Cybersecurity Czar Issues Farewell Warning

U.S. government cybersecurity chief Richard Clarke Friday confirmed plans to quit the post and is bidding farewell with a warning that “sophisticated” hacker attacks could cripple the nation’s IT backbone.

In an e-mail to colleagues that was leaked to sections of the media, Clarke said he is leaving to look for a job in the private sector and warned that a sophisticated version of the ‘Slammer’ worm, which wreaked havoc on IT systems worldwide, could be devastating.

Clarke characterized the worm as “dumb” and said it was “easily and cheaply made” but warned that Internet vulnerabilities can still be exploited by sophisticated attackers. “As long as we have vulnerabilities in cyberspace and as long as America has enemies, we are at risk of the two coming together to severely damage our great country,” the former counter-terrorism advisor wrote.

Clarke did not address reports that claimed he was quitting because of dissatisfaction with positions offered to him in the new Department of Homeland Security (DHS), but government sources speaking under condition of anonymity said he felt he was being sidelined because the jobs on offer were considered a “demotion” from the job as security czar.

Clarke, the former coordinator for security, infrastructure protection and counterterrorism at the National Security Council (NSC), has spent the bulk of his time as President Bush’s cyberspace security advisor preparing a comprehensive National Strategy to Secure Cyberspace, a document that will spell out recommendations for preventing and responding to Internet-based disruptions.

The document, which is expected to be published next month, has drawn controversy from all sides over the extent of Clarke’s recommendations but he described the battle plan as “essential to the health of the nation’s economy and the security of the country.”

Meanwhile, Clarke’s decision to step aside has set tongues wagging in government circles about his likely replacement, with sources hinting that former chief of security at Microsoft Howard Schmidt is the frontrunner to land the gig.

Schmidt, who raised eyebrows when he said the “Slammer” worm only caused “collateral damage” to the nation’s most important electronic systems, also absolved Microsoft of blame for the attacks even though many security sources argue that the patches Microsoft issued for the buggy SQL were “self-contradictory and impossible to apply.”

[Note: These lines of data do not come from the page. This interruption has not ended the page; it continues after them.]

PR #2738, opened 2024-12-16
Let `extra_syntaxes_and_themes` reference builtin syntaxes

### LINKED ISSUE #1607: Using embedding in custom sublime syntaxes causes panic
# Bug Report

## Environment

Zola version: 0.14.1

## Expected Behavior
Zola builds the site without any errors.

## Current Behavior
I get the following panic : `thread '<unnamed>' panicked at 'Can only call resolve on linked references: ByScope { scope: <source.bash>, sub_context: None }', /build/.cargo/registry/src/github.com-1ecc6299db9ec823/syntect-4.6.0/src/parsing/syntax_definition.rs:191:18`

I did some digging, and my best guess as to what's causing the panic is that syntect can't see the existing bash syntax, or maybe it's not made aware of it. I'm not sure of how Zola is using syntect or how syntect works, so I don't really have a more precise idea, but I think that might be it. At the very least, I'm almost certain the embed in the sublime-syntax is triggering the issue here.

## Step to reproduce
- Run `zola init` to make a new basic project (and enable code highlighting)
- Create `content/_index.md` and inside create a code block with the `crontab` language (it's important to have the script part because that's where the bash embed is used)
```
    ```crontab
    0 0  *   *   *     /some/script
    ```
```
- Edit `config.toml` to add `extra_syntaxes = ["syntaxes"]` under the `[markdown]` section
- Create `syntaxes/Crontab.sublime-syntax` with the contents of [this file](https://github.com/michaelblyons/SublimeSyntax-Crontab/blob/54f1fa7ff0c9d18aea3790555dba6e533ce3749b/Crontab.sublime-syntax)
- In `syntaxes/Crontab.sublime-syntax`, replace `source.shell` with `source.bash` on lines 201 and 210
- Run `zola build`

### LINKED ISSUE #1678: Extra syntaxes embedding built-in syntaxes fail
# Bug Report

## Environment

Zola version: 0.41.1

## Expected Behavior

I would expect custom syntaxes defined using the `extra_syntaxes` system would be able to embed built-in syntaxes as Sublime can.

## Current Behavior

Extra syntaxes which embed built-in syntaxes cause Syntect, and in turn Zola, to panic.

```
Building site...
thread '<unnamed>' panicked at 'Can only call resolve on linked references: ByScope { scope: <source.js>, sub_context: None }', /build/.cargo/registry/src/github.com-1ecc6299db9ec823/syntect-4.6.0/src/parsing/syntax_definition.rs:191:18
```

## Step to reproduce

A minimal reproducing example site can be found [here](https://github.com/ajyoon/---zola-extra-syntax-bug-demonstration). The key offending lines are the embed references [here](https://github.com/ajyoon/---zola-extra-syntax-bug-demonstration/blob/main/syntaxes/foo.sublime-syntax#L14). Clone this repo and `zola serve` to panic.

## Discussion

The panic is set off upstream in Syntect [here](https://github.com/trishume/syntect/blob/aefae2f74dfaf6b193d09ad2b3842db6955889ee/src/parsing/syntax_definition.rs#L193), caused when `markup.rs` [loads the custom syntaxes](https://github.com/getzola/zola/blob/d8aebbd220121300952073da77b66870de2d5190/components/config/src/config/markup.rs#L56).

My understanding is this *could* be fixed fairly easily, but it may cost a performance hit as the [`highlighting.rs`'s `SYNTAX_SET` is precomputed](https://github.com/getzola/zola/blob/d8aebbd220121300952073da77b66870de2d5190/components/config/src/highlighting.rs#L10) and fixing this would require modifying that approach with one of a few possibilities like:
- Simply have [`resolve_syntax_and_theme`](https://github.com/getzola/zola/blob/d8aebbd220121300952073da77b66870de2d5190/components/config/src/highlighting.rs#L41) convert `SYNTAX_SET` back into a builder and load the extra syntaxes there
- Modify `SYNTAX_SET` and its precomputation scheme so it only precomputes a [`SyntaxSetBuilder`](https://docs.rs/syntect/latest/syntect/parsing/struct.SyntaxSetBuilder.html), then in `resolve_syntax_and_theme` add the extra syntaxes to it and then build at runtime.

It's easy to imagine this could be a costly fix for a fairly niche use-case.

I was able to find a workaround, which is to simply copy the referred-to `.sublime-syntax` files from Zola or Sublime's source into my site's custom syntax directories. If this workaround is considered acceptable in the long-term, I think a fine fix would to be simply document this limitation and workaround in [the relevant docs](https://www.getzola.org/documentation/content/syntax-highlighting/).

9999years:
Closes #1607
Closes #1678

This lets syntax definitions in `extra_syntaxes_and_themes` reference builtin syntaxes (by `scope:` or `include:` or similar).

Unfortunately, re-building the `SyntaxSet` is rather expensive. On my (small) personal website, this makes Zola render my site in 469ms rather than 63ms — a slowdown of nearly 8x! 

We could potentially mitigate this by serializing the computed `SyntaxSet` to a file, for example with a [`cached::DiskCache`](https://docs.rs/cached/latest/cached/stores/struct.DiskCache.html), but I don't see existing caching infrastructure so I'm not sure if that's a good tradeoff.

Is this wanted? The performance cost is not worth it with the current implementation, but maybe we can optimize it?

---

## Code changes


Keats:
That's a huge slowdown. Let's see if someone from syntect can weight in because that's too much IMO

9999years:
@Keats Yeah, agreed. I opened an issue upstream, we'll see what they think: https://github.com/trishume/syntect/issues/562

components/config/src/config/markup.rs
```diff
@@ -99,7 +101,7 @@ impl Markdown {
             return Ok((None, None));
         }
 
-        let mut ss = SyntaxSetBuilder::new();
+        let mut ss = SYNTAX_SET.clone().into_builder();
```
jyn514, line 104: i don't think this change is correct. `load_extra_syntaxes_and_highlight_themes` ends up in `extra_syntax_set`, which is used in `resolve_syntax_and_theme` here: https://github.com/getzola/zola/blob/434da458a38dd3e011ad147d410b61dac6e7570c/components/config/src/highlighting.rs#L44
and so this causes *all* syntaxes to be treated as Extra, not just the ones from `extra_syntaxes_and_themes`.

If Schmidt lands the job, it is sure to be viewed as a coup for the Redmond, Wash.-based software giant, which has struggled though a public relations nightmare over security of its products.

However, some insiders caution that the Department of Homeland Security (DHS) might not even fill the vacancy and instead distribute Clarke’s chores among existing staff. “Dont be surprised if [Clarke’s responsibilities] become farmed out to DHS staff,” one source said.

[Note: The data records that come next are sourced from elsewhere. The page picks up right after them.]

PR #145, opened 2015-10-02
Fixes #12041 - Add async support detection

ares:


ares:
https://github.com/theforeman/foreman/pull/2776 is required to be merged first, that's why it also bumps Foreman requirements to 1.10+

ares:
Bumping Foreman dependency should also imply higher minor (at least) version, so maybe that would be time for 0.8.

app/controllers/foreman_tasks/concerns/hosts_controller_extension.rb
```diff
@@ -8,16 +8,20 @@ module HostsControllerExtension
...
-        task = ForemanTasks.async_task(::Actions::Foreman::Host::ImportFacts,
-                                       detect_host_type,
-                                       params[:name],
-                                       params[:facts],
-                                       params[:certname],
-                                       detected_proxy.try(:id))
+        type = params.fetch(:facts, {}).fetch(:_type, {}) || 'puppet'
+        trigger_type = FactImporter.importer_for(type).support_background ? :async_task : :sync_task
+
+        task = ForemanTasks.public_send(trigger_type,
```
iNecas: What if we moved https://github.com/theforeman/foreman-tasks/blob/master/lib/foreman_tasks.rb#L40 logic from `sync_task` to `trigger_task` and then used the `trigger_task` here as well?

ares: +1 for that, but should I push it into this PR? would that deserve some version bump? it seems like public API

ares:
Rebased, the dependency is bumped to 1.11 as the linked commit did not make it to 1.10.

ares:
what's the status here?

adamruzicka:
Is this still needed? If yes, it will need a rebase, otherwise it would be good to close it

ares:
honestly I don't know already :-) closing this until I figure out

ares:
actually I think we need it for non-puppet cfgmgmt systems that would like to use background processing, reopening with hope I'll get to rebasing

adamruzicka:
Is this still needed? If yes, it will need a rebase, otherwise it would be good to close it

adamruzicka:
@ares ping

ares:
This is now rebased. Note that in order to use this, you must set FOREMAN_TASKS_MONKEYS env variable to true https://github.com/theforeman/foreman-tasks/blob/2f4735cb6ed882529fb02a5c9701013c5a8eb74b/lib/foreman_tasks/engine.rb#L131

I think it's still valuable for ansible facts parsing. Perhaps we could even now remove the need for the env variable.

adamruzicka:
CC @ezr-ondrej , @xprazak2 need more eyes on this

@ares While you're at it, could you take a look at the action it is using? Currently there's some backward compatibility stuff for foreman < 1.16 which could be dropped. Also I'd expect the action to mimic what the controller currently does. They seem to have divereged a bit over the time

app/controllers/foreman_tasks/concerns/hosts_controller_extension.rb
```diff
@@ -1,13 +1,23 @@
...
-        task = ForemanTasks.async_task(::Actions::Foreman::Host::ImportFacts,
-                                       detect_host_type,
-                                       params[:name],
-                                       params[:facts],
-                                       params[:certname],
-                                       detected_proxy.try(:id))
+      extend ActiveSupport::Concern
+
+      included do
+        alias_method_chain :facts, :dynflow
```
ezr-ondrej, line 7: We should prepend instead

ares:
Thanks, closing as no longer relevant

Other names being floated for the job include Steve Cooper, who now serves as CIO at the Office of Homeland Security (OHS) and a special assistant to President Bush, and Jim Llyzik, the OHS advisor on IT issues.

Cooper is former CIO at Corning and Llyzik served a stint as chief information officer at the Treasury Department and is highly thought of within the administration.

Patrick Schambach, former ATF assistant director; Ronald Miller, who helped the creation of the Homeland Security Department; and Lee Holcomb, the former chief information officer at NASA are also being mentioned as possible replacements for Clarke.